What to produce:
Repeat verbatim, and only, the lines of the data below, beginning at the line that contains "great, thank you." and stopping after the line that contains "Just for the".

Start of Block

PR #2394, opened 2019-01-14
JBPM-8069 Stunner - it is not possible to move in/out of swimlane connected node

tiagodolphine:
Now If you have connected node you can move it outside of swimlane (or bring it inside of any swimlane).
This should not be possible with subprocesses, that should be validated as well.

I made some modifications now it seems to be working better, however, I think this part deserves a refactoring in the future to make it more simple and clear, now it is quite complicated to follow and debug the rules evaluation for this case. 

@romartin 
@hasys

### DIFF
--- a/kie-wb-common-stunner/kie-wb-common-stunner-core/kie-wb-common-stunner-commons/kie-wb-common-stunner-core-common/src/main/java/org/kie/workbench/common/stunner/core/graph/util/FilteredParentsTypeMatcher.java
+++ b/kie-wb-common-stunner/kie-wb-common-stunner-core/kie-wb-common-stunner-commons/kie-wb-common-stunner-core-common/src/main/java/org/kie/workbench/common/stunner/core/graph/util/FilteredParentsTypeMatcher.java
@@ -43,21 +43,20 @@ public class FilteredParentsTypeMatcher
     private final NodeCompositePredicate parentsMatchPredicate;
     private final Optional<Element<? extends Definition<?>>> candidateParent;
     private final Optional<Node<? extends Definition<?>, ? extends Edge>> candidateNode;
+    private final Optional<Class<?>> parentType;
 
     public FilteredParentsTypeMatcher(final DefinitionManager definitionManager,
                                       final Element<? extends Definition<?>> candidateParent,
-                                      final Node<? extends Definition<?>, ? extends Edge> candidateNode) {
+                                      final Node<? extends Definition<?>, ? extends Edge> candidateNode,
+                                      final Optional<Class<?>> parentType) {
         this.candidateParent = Optional.ofNullable(candidateParent);
         this.candidateNode = Optional.ofNullable(candidateNode);
         this.parentsTypeMatchPredicate = new ParentsTypeMatchPredicate(new FilteredParentByDefinitionIdProvider(definitionManager),
-                                                                       new FilteredHasParentPredicate());
+                                                                       new FilteredHasParentPredicate(),
+                                                                       parentType.orElse(null));
         this.parentsMatchPredicate = new NodeCompositePredicate(parentsTypeMatchPredicate,
                                                                 new ParentsMatchForCandidatePredicate());
-    }
-
-    public FilteredParentsTypeMatcher forParentType(final Class<?> parentType) {
-        this.parentsTypeMatchPredicate.forParentType(parentType);
-        return this;
+        this.parentType = parentType;
     }
 
     @Override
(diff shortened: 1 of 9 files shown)


tiagodolphine:

romartin:
hey @tiagodolphine , just a clarification from your comment - the only restriction about sequence flows and nodes inside same container does not apply to all kinds of subprocesses, just applies to the embedded one, the others should behave as lanes on the containment context, if I recall correctly...

tiagodolphine:
hey @romartin good point, so it is better to validate embedded and other subprocess and all containers in general.
Thanks !

tiagodolphine:
@romartin I just made some tests and the restriction is now applying to Embedded, Event and Multiple instance subprocesses. So, this is not correct? I mean according to the spec?

hasys:
Hi @romartin, @tiagodolphine,

in my understanding Sub-process is a black box. Viz BPMN 2.0 specification (page 173):
> A **Sub-Process** is an **Activity** whose internal details have been modeled using **Activities**, **Gateways**, **Events**, and **Sequence Flows**. A **Sub-Process** is a graphical object within a **Process**, but it also can be “opened up” to show a lower-level **Process**. **Sub-Processes** define a contextual _scope_ that can be used for attribute visibility, transactional _scope_, for the handling of _exceptions_ (see page 275 for more details), of **Events**, or for _compensation_ (see page 302 for
more details).

There is one exception - you can be able to connect Node from top level directly to Start Event inside of Sub-process, but it is currently not supported by Runtime Engine, so there are no needs to implement it in the Designer.

See also: [JBPM-7056](https://issues.jboss.org/browse/JBPM-7056), [JBPM-7053](https://issues.jboss.org/browse/JBPM-7053).

So, in my opinion described behavior (you can move connected nodes in/out of swimlane but not in/out of any types of sub-processes) is sufficient.

tiagodolphine:
@hasys ok, IMO makes sense as well.

I got an issue when creating sequence flows with the quick menu when testing the generated war, I'll fix it and update the PR.

tiagodolphine:
hi @hasys yes I got these issues when testing the war now, don't know what causes the issues maybe one last minute modification before the last commit, I'll fix this and let you know when this is updated.

hasys:
@tiagodolphine, great, thank you.

Just, please, take my comment about tests into account, in my opinion it is very important to catch such an issue during tests execution. If  it is not possible now, we should find a way how to do it.

Thank you!

tiagodolphine:
@hasys yes, and as I commented before all this part IMO deserves a refactoring to make it simple and more clear, and this can allow the tests easier to cover all the cases.
For now, I'll check the existing tests to see what can be done.

tiagodolphine:

tiagodolphine:
Hi @hasys @romartin I've pushed some changes to fix the problem. Now it is ok for review.
Thanks.

romartin:
hey guys
What @hasys says it's really important, as we noticed with these changes, just by introducing some minor issue it results on most of the containment broken, so I'm agree on improving the tests from that side. Probably it can be reported as a separate task, and try to achieve it ASAP. The idea should be, on the test scope, importing the "real" rules for each domain, or at least BPMN, at execute some commands and check all operations are not failing due to rule evaluations. The issue right now is that we're testing unit pieces, which is fine, but some more high level tests with the real rules and operations should be a nice improvement and we'll be much safer on each future commit.

tiagodolphine:
Hi @romartin @hasys yeah, that is a good point we should have a way to have integration tests, I mean, testing, for instance, the scope for bpmn, simulating real use cases that the user may have, that is our "manual tests" that we do every time to avoid regressions. The unit tests are great but it is difficult to cover errors on a bigger scope, anyway, we can discuss more about it to get ideas on how to improve our tests.

Back to the PR, if you guys have a chance to review it ASAP, next two weeks I'll be on PTO I want to close this before.

Thanks guys.

romartin:
Please @hasys @tiagodolphine remember to report the issues commented above. Thanks!

hasys:
Just for the record:
@tiagodolphine, @romartin, I checked the added unit tests and they are failing when I reverted changes, so it looks like now they will catch an issue in the future. The only issue comes to my mind is - those unit tests are very hard to read and understand, we need to add some docs to it or refactor in a way it will be easier to understand.

Also, I reported mentioned issues:
* [JBPM-8141](https://issues.jboss.org/browse/JBPM-8141) - It is not possible to move to swimlane more than one node at a time
* [JBPM-8140](https://issues.jboss.org/browse/JBPM-8140) - cross-border node appended create element under swimlane
* [JBPM-8142](https://issues.jboss.org/browse/JBPM-8142) - It is not possible to append node to cross-border element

End of Block

Expected output:
@tiagodolphine, great, thank you.

Just, please, take my comment about tests into account, in my opinion it is very important to catch such an issue during tests execution. If  it is not possible now, we should find a way how to do it.

Thank you!

tiagodolphine:
@hasys yes, and as I commented before all this part IMO deserves a refactoring to make it simple and more clear, and this can allow the tests easier to cover all the cases.
For now, I'll check the existing tests to see what can be done.

tiagodolphine:

tiagodolphine:
Hi @hasys @romartin I've pushed some changes to fix the problem. Now it is ok for review.
Thanks.

romartin:
hey guys
What @hasys says it's really important, as we noticed with these changes, just by introducing some minor issue it results on most of the containment broken, so I'm agree on improving the tests from that side. Probably it can be reported as a separate task, and try to achieve it ASAP. The idea should be, on the test scope, importing the "real" rules for each domain, or at least BPMN, at execute some commands and check all operations are not failing due to rule evaluations. The issue right now is that we're testing unit pieces, which is fine, but some more high level tests with the real rules and operations should be a nice improvement and we'll be much safer on each future commit.

tiagodolphine:
Hi @romartin @hasys yeah, that is a good point we should have a way to have integration tests, I mean, testing, for instance, the scope for bpmn, simulating real use cases that the user may have, that is our "manual tests" that we do every time to avoid regressions. The unit tests are great but it is difficult to cover errors on a bigger scope, anyway, we can discuss more about it to get ideas on how to improve our tests.

Back to the PR, if you guys have a chance to review it ASAP, next two weeks I'll be on PTO I want to close this before.

Thanks guys.

romartin:
Please @hasys @tiagodolphine remember to report the issues commented above. Thanks!

hasys:
Just for the record:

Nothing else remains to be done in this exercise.